The Zachariah Curtiss House is located at 2950 Nichols Avenue on the east side of the Farm Highway or Route 108 on the south side of Mischa Hill, in the village of Nichols in Trumbull, Connecticut in New England. The house was built by Zachariah II between 1721 and 1746 in the Georgian architectural style.
The Colonial American wooden post-and-beam timber frame farm house has a one and one-half story ell added in 1800. The house has the distinction of being located in four different townships in its history, but has never been moved; Stratford (1686–1725), Unity (1725–1744), North Stratford (1744–1797) and Trumbull (1797-present). It is currently in a dilapidated state awaiting demolition.

==Zachariah Curtiss==
Zachariah Curtiss, the son of William, was born in Stratford on November 14, 1659. Zachariah received division land as a part of the three mile or wood's division on November 17, 1693, that was described as lying in ye woods as you go to Captain's Farm.

==Farm Highway==
On December 7, 1696 the Farm Highway, present-day Nichols Avenue Connecticut Route 108, was laid out by the Stratford selectmen to the south side of Mischa Hill. The highway was 12 rods wide, or 198 feet, where Broadbridge Brook runs off the south side of Mischa Hill, at Zachariah Curtiss, his land, and at Captain's Farm. Broadbridge Brook runs off Mischa Hill west of the present-day intersection of Route 108 and the Merritt Parkway and flows southwesterly to Broadbridge Avenue in Stratford.

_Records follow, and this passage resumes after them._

PR #8051, opened 2023-10-16
fix(perf): put the Gatewaylisteners in the Proxy

lahabana:
We were constantly recomputing these.
This was making code hard to read and proxy had some memory impact.

We also introduce a plugin API for proxy modification which helps avoiding circular dependency between core_xds and plugins

### Checklist prior to review


pkg/plugins/runtime/gateway/plugin.go
```diff
@@ -34,6 +38,28 @@ func (p *plugin) BeforeBootstrap(context *core_plugins.MutablePluginContext, con
...
+		return err
+	}
+	proxy.RuntimeExtensions[metadata.PluginName] = l
+	return nil
+}
+
+func ExtractGatewayListener(proxy *core_xds.Proxy) []GatewayListenerInfo {
+	ext := proxy.RuntimeExtensions[metadata.PluginName]
+	if ext == nil {
+		return nil
```
Automaat, line 58: shouldn't this function return empty list instead of nil?

pkg/plugins/runtime/gateway/plugin.go
```diff
@@ -34,6 +38,28 @@ func (p *plugin) BeforeBootstrap(context *core_plugins.MutablePluginContext, con
...
+		ctx, &meshContext, proxy,
+	)
+	if err != nil {
+		return err
+	}
+	proxy.RuntimeExtensions[metadata.PluginName] = l
+	return nil
+}
+
+func ExtractGatewayListener(proxy *core_xds.Proxy) []GatewayListenerInfo {
```
Automaat, line 55: wouldn't it be better to have this function on proxy struct? Then we won't need to import gateway plugin in all policies plugins and you can simply do: `proxy.ExtractGatewayListener()` in policy.

pkg/plugins/runtime/gateway/plugin.go
```diff
@@ -34,6 +38,28 @@ func (p *plugin) BeforeBootstrap(context *core_plugins.MutablePluginContext, con
...
+	ext := proxy.RuntimeExtensions[metadata.PluginName]
```
Automaat, line 56:
```suggestion
func ExtractGatewayListeners(proxy *core_xds.Proxy) []GatewayListenerInfo {
```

The Captain the town recorder was referring to may have been Captain William Curtiss who was Captain of the first Train Band and owned a farm at Turkey Hill at this time. This hill was located two miles from the meeting house along the Farm Highway on the way north to Mischa Hill. The hill was also commonly called Second Hill, Good Hill and Grassy Hill.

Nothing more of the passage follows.